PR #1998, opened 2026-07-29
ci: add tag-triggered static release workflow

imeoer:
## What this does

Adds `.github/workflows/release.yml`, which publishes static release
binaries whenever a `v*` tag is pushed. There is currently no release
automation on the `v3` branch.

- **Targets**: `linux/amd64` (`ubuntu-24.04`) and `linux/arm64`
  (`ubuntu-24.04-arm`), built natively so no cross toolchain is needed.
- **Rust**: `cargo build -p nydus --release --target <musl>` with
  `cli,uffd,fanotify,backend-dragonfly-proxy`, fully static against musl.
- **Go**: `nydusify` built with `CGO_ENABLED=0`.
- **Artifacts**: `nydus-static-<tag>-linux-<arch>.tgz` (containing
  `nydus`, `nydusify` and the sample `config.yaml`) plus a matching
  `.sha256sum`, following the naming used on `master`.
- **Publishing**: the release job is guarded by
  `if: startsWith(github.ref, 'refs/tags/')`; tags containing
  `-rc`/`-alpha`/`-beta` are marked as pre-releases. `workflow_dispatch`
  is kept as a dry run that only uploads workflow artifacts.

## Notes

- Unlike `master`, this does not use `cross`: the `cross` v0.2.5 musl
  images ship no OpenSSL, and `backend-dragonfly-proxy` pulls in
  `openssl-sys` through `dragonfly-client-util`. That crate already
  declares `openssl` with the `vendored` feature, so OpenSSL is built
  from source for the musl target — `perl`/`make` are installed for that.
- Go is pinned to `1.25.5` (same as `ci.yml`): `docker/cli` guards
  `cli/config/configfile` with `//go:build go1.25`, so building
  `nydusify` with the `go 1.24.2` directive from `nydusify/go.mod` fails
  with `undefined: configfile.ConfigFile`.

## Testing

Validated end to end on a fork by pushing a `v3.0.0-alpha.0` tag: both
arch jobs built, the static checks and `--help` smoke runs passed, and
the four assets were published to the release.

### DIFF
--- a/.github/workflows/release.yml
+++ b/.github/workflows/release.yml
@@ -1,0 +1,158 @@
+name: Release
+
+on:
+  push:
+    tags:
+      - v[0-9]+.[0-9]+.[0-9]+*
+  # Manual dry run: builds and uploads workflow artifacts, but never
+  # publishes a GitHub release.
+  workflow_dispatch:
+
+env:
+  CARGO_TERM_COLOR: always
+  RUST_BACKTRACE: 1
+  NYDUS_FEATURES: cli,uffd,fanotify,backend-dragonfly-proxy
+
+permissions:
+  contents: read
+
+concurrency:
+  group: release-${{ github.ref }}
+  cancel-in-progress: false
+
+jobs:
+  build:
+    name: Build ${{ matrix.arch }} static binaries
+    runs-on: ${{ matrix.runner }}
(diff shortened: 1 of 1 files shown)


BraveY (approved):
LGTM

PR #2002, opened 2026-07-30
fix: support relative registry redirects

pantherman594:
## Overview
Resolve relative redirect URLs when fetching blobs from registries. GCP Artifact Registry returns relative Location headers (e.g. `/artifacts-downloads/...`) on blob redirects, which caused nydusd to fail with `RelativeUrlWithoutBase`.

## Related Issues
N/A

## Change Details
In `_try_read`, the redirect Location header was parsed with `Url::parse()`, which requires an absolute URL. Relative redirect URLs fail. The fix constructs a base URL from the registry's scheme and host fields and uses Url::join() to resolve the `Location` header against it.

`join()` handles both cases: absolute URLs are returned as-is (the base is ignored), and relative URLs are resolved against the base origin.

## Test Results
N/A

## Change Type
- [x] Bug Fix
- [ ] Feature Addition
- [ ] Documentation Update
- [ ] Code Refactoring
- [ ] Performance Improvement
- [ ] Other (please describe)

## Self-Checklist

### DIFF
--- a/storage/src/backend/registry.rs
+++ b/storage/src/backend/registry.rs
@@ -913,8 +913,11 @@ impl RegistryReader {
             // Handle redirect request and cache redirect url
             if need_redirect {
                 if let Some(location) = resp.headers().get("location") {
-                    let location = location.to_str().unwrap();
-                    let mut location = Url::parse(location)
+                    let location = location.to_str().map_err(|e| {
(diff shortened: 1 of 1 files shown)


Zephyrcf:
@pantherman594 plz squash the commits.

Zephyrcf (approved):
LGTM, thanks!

• Problem to solve:
In full and exactly, transcribe the material above.

• Response:
PR #1998, opened 2026-07-29
ci: add tag-triggered static release workflow

imeoer:
## What this does

Adds `.github/workflows/release.yml`, which publishes static release
binaries whenever a `v*` tag is pushed. There is currently no release
automation on the `v3` branch.

- **Targets**: `linux/amd64` (`ubuntu-24.04`) and `linux/arm64`
  (`ubuntu-24.04-arm`), built natively so no cross toolchain is needed.
- **Rust**: `cargo build -p nydus --release --target <musl>` with
  `cli,uffd,fanotify,backend-dragonfly-proxy`, fully static against musl.
- **Go**: `nydusify` built with `CGO_ENABLED=0`.
- **Artifacts**: `nydus-static-<tag>-linux-<arch>.tgz` (containing
  `nydus`, `nydusify` and the sample `config.yaml`) plus a matching
  `.sha256sum`, following the naming used on `master`.
- **Publishing**: the release job is guarded by
  `if: startsWith(github.ref, 'refs/tags/')`; tags containing
  `-rc`/`-alpha`/`-beta` are marked as pre-releases. `workflow_dispatch`
  is kept as a dry run that only uploads workflow artifacts.

## Notes

- Unlike `master`, this does not use `cross`: the `cross` v0.2.5 musl
  images ship no OpenSSL, and `backend-dragonfly-proxy` pulls in
  `openssl-sys` through `dragonfly-client-util`. That crate already
  declares `openssl` with the `vendored` feature, so OpenSSL is built
  from source for the musl target — `perl`/`make` are installed for that.
- Go is pinned to `1.25.5` (same as `ci.yml`): `docker/cli` guards
  `cli/config/configfile` with `//go:build go1.25`, so building
  `nydusify` with the `go 1.24.2` directive from `nydusify/go.mod` fails
  with `undefined: configfile.ConfigFile`.

## Testing

Validated end to end on a fork by pushing a `v3.0.0-alpha.0` tag: both
arch jobs built, the static checks and `--help` smoke runs passed, and
the four assets were published to the release.

### DIFF
--- a/.github/workflows/release.yml
+++ b/.github/workflows/release.yml
@@ -1,0 +1,158 @@
+name: Release
+
+on:
+  push:
+    tags:
+      - v[0-9]+.[0-9]+.[0-9]+*
+  # Manual dry run: builds and uploads workflow artifacts, but never
+  # publishes a GitHub release.
+  workflow_dispatch:
+
+env:
+  CARGO_TERM_COLOR: always
+  RUST_BACKTRACE: 1
+  NYDUS_FEATURES: cli,uffd,fanotify,backend-dragonfly-proxy
+
+permissions:
+  contents: read
+
+concurrency:
+  group: release-${{ github.ref }}
+  cancel-in-progress: false
+
+jobs:
+  build:
+    name: Build ${{ matrix.arch }} static binaries
+    runs-on: ${{ matrix.runner }}
(diff shortened: 1 of 1 files shown)


BraveY (approved):
LGTM

PR #2002, opened 2026-07-30
fix: support relative registry redirects

pantherman594:
## Overview
Resolve relative redirect URLs when fetching blobs from registries. GCP Artifact Registry returns relative Location headers (e.g. `/artifacts-downloads/...`) on blob redirects, which caused nydusd to fail with `RelativeUrlWithoutBase`.

## Related Issues
N/A

## Change Details
In `_try_read`, the redirect Location header was parsed with `Url::parse()`, which requires an absolute URL. Relative redirect URLs fail. The fix constructs a base URL from the registry's scheme and host fields and uses Url::join() to resolve the `Location` header against it.

`join()` handles both cases: absolute URLs are returned as-is (the base is ignored), and relative URLs are resolved against the base origin.

## Test Results
N/A

## Change Type
- [x] Bug Fix
- [ ] Feature Addition
- [ ] Documentation Update
- [ ] Code Refactoring
- [ ] Performance Improvement
- [ ] Other (please describe)

## Self-Checklist

### DIFF
--- a/storage/src/backend/registry.rs
+++ b/storage/src/backend/registry.rs
@@ -913,8 +913,11 @@ impl RegistryReader {
             // Handle redirect request and cache redirect url
             if need_redirect {
                 if let Some(location) = resp.headers().get("location") {
-                    let location = location.to_str().unwrap();
-                    let mut location = Url::parse(location)
+                    let location = location.to_str().map_err(|e| {
(diff shortened: 1 of 1 files shown)


Zephyrcf:
@pantherman594 plz squash the commits.

Zephyrcf (approved):
LGTM, thanks!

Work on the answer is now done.